Below are the entries; determine how many of their lines contain the string "pull" and give that figure alone.

DATA EXTRACT:
BEGIN
PR #132, opened 2022-07-08
fix: Fixes v1.0.0 versions and below to correctly get entries by UUID

asraa:

Fixes https://github.com/slsa-framework/slsa-github-generator/issues/427


asraa:
@laurentsimon I had to make these fixes from v1.0.0: I needed to update rekor (and then also cosign) to pull in new sharding libraries, and then update logic in the entry we needed to verify.

Because v1.0.0 is a tag, I can't easily merge in.

Because v1.0.0 and below verifiers only use search index, they are effectively totally broken now.

laurentsimon:
> @laurentsimon I had to make these fixes from v1.0.0: I needed to update rekor (and then also cosign) to pull in new sharding libraries, and then update logic in the entry we needed to verify.
> 
> Because v1.0.0 is a tag, I can't easily merge in.

Is it do-able to backport the change by re-writing the commit history and re-running the release? Just curious how much work this would be.

Or we could create a new branch off v1.0.0 to backport the changes then re-run the release. Not ideal because verification would need to pass a branch... I'm not sure if we can have a branch v1.0.1 and a tag v1.0.0 :) Probably not?

I'm wondering how we can best respond to a similar problem in the future.

> Because v1.0.0 and below verifiers only use search index, they are effectively totally broken now.

is this because the artifact hash is not enough to determine the UUID to search rekor?

laurentsimon (approved):

asraa:
> Or we could create a new branch off v1.0.0 to backport the changes then re-run the release. Not ideal because verification would need to pass a branch... I'm not sure if we can have a branch v1.0.1 and a tag v1.0.0 :) Probably not?

I think yes, we should create a new branch. If we call this branch v1.0.0, and then delete the tag and create a new release for v1.0.0, would that work?

In the future, we should create a branch for each release I think. If a release has a major issue like this, then we should always be using verifier at the highest patch version anyway, right?

PR #140, opened 2022-07-11
fix: properly handle sharded uuids returned from rekor

asraa:

* fix: Correctly resolved the sharded uuid returned by rekor.
* chore: update go to v1.18. required for the pkg in rekor needed for the fix

This ports the rekor fix back to version v1.0.0. I will create a new tag for v1.0.1 after this commit.


laurentsimon (approved):
Thanks!

PR #141, opened 2022-07-11
fix: properly handle sharded uuids returned from rekor

asraa:

* fix: Correctly resolved the sharded uuid returned by rekor.

Same as #140 except for main.


laurentsimon (approved):
Thanks!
END
EXERCISE OUTPUT: 2